PR #55, opened 2019-08-08
Minimal versions of some deps

omad:
Old versions of `attrs` and `jsonschema` prevent eodatasets3 from even being imported.

Pip doesn't always check versions, but it's getting better and it's good to document these requirements.


jeremyh (approved):
Great, thanks

PR #151, opened 2021-04-28
Added dataset separator to derivative folders

MatthewJA:
If `self.dataset_separator_field` is defined then the field should be used to separate datasets. This prevents clobbering for S2. It's currently ignored for derivatives, so this PR adds it.


jeremyh (approved):
Thanks Matthew.

I'd like to clean up that derivate code split at some point. It's duplicating logic (clearly not perfectly) and has no tests or doc-comments.... so it's not clear to me what it's doing differently deliberately and what it's doing differently accidentally.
⁂
From the data above, return every line from the line that has "PR #151, opened 2021-04-28" up to and including the line that has "Thanks Matthew.", exactly.

*Written solution*.
PR #151, opened 2021-04-28
Added dataset separator to derivative folders

MatthewJA:
If `self.dataset_separator_field` is defined then the field should be used to separate datasets. This prevents clobbering for S2. It's currently ignored for derivatives, so this PR adds it.


jeremyh (approved):
Thanks Matthew.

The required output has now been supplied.